1. Pingvellir Nationalpark. Hier fand sich das angeblich erste nachantike Parlament der Welt ein (um 930), an einem superidyllischen Ort mit großem See, weitem Land, glasklarem Wasser, beeindruckenden Gesteinsformationen und einem höchst ansehnlichen Wasserfall. Politik und Ästhetik.

Unter einem tun sich Spalte auf, die gern mal 10 Meter tief sind, wenn man genauer reinschaut.

 

2. Weiter zu den Geysiren. Flache Dampfstellen, es riecht nach Furz Schwefel, oder wie Ernst Jünger geschrieben hätte: „Ein böser Duft durchwebte den Raum“. Der ganz große Geysir bricht nur unregelmäßig bzw. bei Erdbeben aus, der Stokkur dagegen ca. alle 5 Minuten. Es schluckt, spuckt und schwappt, zieht sich nach innen und dehnt sich aus, als ob hier ein muskuläres Wesen mit Riesenlunge im Boden lebte, und dann zischt es ohne Ankündigung sagenhaft hoch, wie ein Nießen, allerdings mit 80-100° heißer Fontäne. Auf YouTube gibt es von dem Geysir über 1000 Videos. Hier die Aufnahme einer holländischen Familie, die sich im Wohnwagen nachher bestimmt noch viel von diesem Naturschauspiel zu erzählen hatte.

 

3. Gullfoss Wasserfall. Im Januar sah ich den größten Wasserfall Nordafrikas. Gegen den Gullfoss ist der afrikanische ein Furz. Windhauch bei mildem Abendlicht, wenn die Sterne dem müden Sonnengott beginnen lieblich zuzublinken. Eine riesige Masse Gletscherwasser stürzt über mehrere Terrassen, von denen eine allein schon spektakulär wäre, in eine kaum einsehbare Schlucht. Touris stehen da und machen Selfies mit Wassermigrationshintergrund. „Ich dachte bis vor kurzem noch, ein ‚Selfie‘ sei das, was mir meine Kirche verbietet – wegen Rückenmarkschwund.“ (Harald Schmidt).

 

4. Abseits der Touris, in den Bergen vor Reykjavik, wo es immer wieder aus der Erde dampft, halten wir noch mal und besehen die Öffnungen. Die Erde ist unterschiedlich warm, bei den gelben Stellen am wärmsten. Man sieht eine harmlose Pfütze und schon hat man sich fast die Finger darin verbrannt. In der Gegend ist es Vorschrift, dass die Häuser einen Keller haben, denn es kann immer sein, dass es drunter plötzlich aufbricht und etwas ausstößt, und dann hat man wenigstens einen Puffer.

 

Unterwegs ist man in weiter, moosbewachser Landschaft nahezu ohne einen Baum.
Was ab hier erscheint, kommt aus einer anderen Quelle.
Issue #1505, opened 2022-03-08
NH: support ballots with bubbles on the right of the name


benadida:

eventualbuddha:
Here's a [PDF](https://github.com/votingworks/vxsuite/files/8393517/election-d0696d9f5c-precinct-hudson-id-town-id-12101-precinct-id--style-card-number-54-English-live-absentee.pdf) that has the bubbles on the right and an annotated image showing where it found the contests & targets:

![election-d0696d9f5c-precinct-hudson-id-town-id-12101-precinct-id--style-card-number-54-English-live-absentee-p1-layout](https://user-images.githubusercontent.com/1938/161162806-377bf096-6c96-4692-a265-c09bf635741e.jpg)

PR #1667, opened 2022-03-31
feat(scan): support scanning right-side targets

eventualbuddha:
## Overview

Closes https://github.com/votingworks/vxsuite/issues/1505

Changes `findTargets` to accept a `targetMarkPosition` which determines whether it starts looking offset from the left or the right side of the contest box.

Updates the `layout` CLI command to find the targets and annotate them in the output. It also now takes an option to specify whether to look on the right or left for the targets.

Adds a basic test for scanning a filled-in ballot with the right-side targets.

## Demo Video or Screenshot
| Template | Scan |
|-|-|
| image | 20220304_163426-ballot-0001 |

## Testing Plan 
Tested manually with VxCentralScan and the ballot shown above. Added the same ballot as an automated test to `ballot-interpreter-vx`.

## Checklist


libs/ballot-interpreter-vx/src/hmpb/find_targets.ts
```diff
@@ -26,7 +31,13 @@ export function* findTargets(
   const minAspectRatio = aspectRatio - aspectRatioTolerance;
   const maxAspectRatio = aspectRatio + aspectRatioTolerance;
 
-  const x = bounds.x + Math.round(inset + expectedWidth / 2);
+  const x =
+    bounds.x +
+    Math.round(
+      targetMarkPosition === BallotTargetMarkPosition.Left
```
benadida, line 37: is there any chance that this causes an explicit `null` to default `BallotTargetMarkPosition.Right`, and thus should this conditional be checking that it equals `Right` and otherwise defaulting to `Left`?

I see the default parameter value, so maybe not, but I liked how your other conditionals were explicitly checking for `Right` and otherwise doing the `Left` thing.

libs/ballot-interpreter-vx/src/layout.ts
```diff
@@ -110,7 +110,14 @@ export async function interpretTemplate({
       ({ bounds, corners }) => ({
         bounds,
         corners,
-        targets: [...reversed(findTargets(normalized.imageData, bounds))],
+        targets: [
+          ...reversed(
+            findTargets(normalized.imageData, bounds, {
+              targetMarkPosition:
+                electionDefinition.election.ballotLayout?.targetMarkPosition,
```
benadida, line 117: I know there's a default in `findTargets`, but now I'm wondering if the default should be set here, at a higher level, too.

benadida (approved):
couple of small comments to consider, but not blocking, lgtm.

libs/ballot-interpreter-vx/src/hmpb/find_targets.ts
eventualbuddha: I agree that we should switch the conditional to check for `Right` as an extra measure of safety and for consistency. That said, passing `null` here would cause type checking to fail because an optional field allows `undefined` but not `null`. Here's a simplified example ([playground](https://www.typescriptlang.org/play?#code/KYOwrgtgBACg9gZwJYBclxFA3gKCvqAGWADMUoBeKAcgBtSVqAaPAgJSQHMALcq6gE5dezHAF8cOEmBABjNBigATOAEEAKtyQhOACixQADolTpMVeMgUgAdMTJQxlbGICU2VvlkYEcejdo4PQNjKzNHVwBucUkVDS0dXSicOM1tYKMTawAuKHBaWgjo1ISM0NMMXMsK2w4ecjdIoA)):

```ts

enum Position {
    Left = 'left',
    Right = 'right',
}

function doAThing({ position = Position.Left } = {}) {
    console.log({ position });
}

doAThing();
doAThing({ position: null });
doAThing({ position: Position.Right });
```

You get this error on the `null` line:

```
Type 'null' is not assignable to type 'Position | undefined'.
```

libs/ballot-interpreter-vx/src/layout.ts
eventualbuddha: One approach would be to require the value to be provided to `findTargets`, and the `?? BallotTargetMarkPosition.Left` would be here. What do you think?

Es grasen Schafe und große Herden Islandponys, die aber noch nicht das typisch-sympathische Extremzottelfell des Winters tragen. Landwirtschaft findet vor allem in Gewächshäusern statt, die natürlich die Geothermik nutzen. Auf diese Weise gibt es Islandpaprika.

 

Die Isländer gelten als die „Italiener des Nordens“. Anders etwa als die distanzierten Norweger oder die grüblerischen Finnen zeichnet die Isländer eine heißblütige Leidenschaft aus, die sich in häufigem Pendeln zwischen linken und rechten Regierungen zeigt.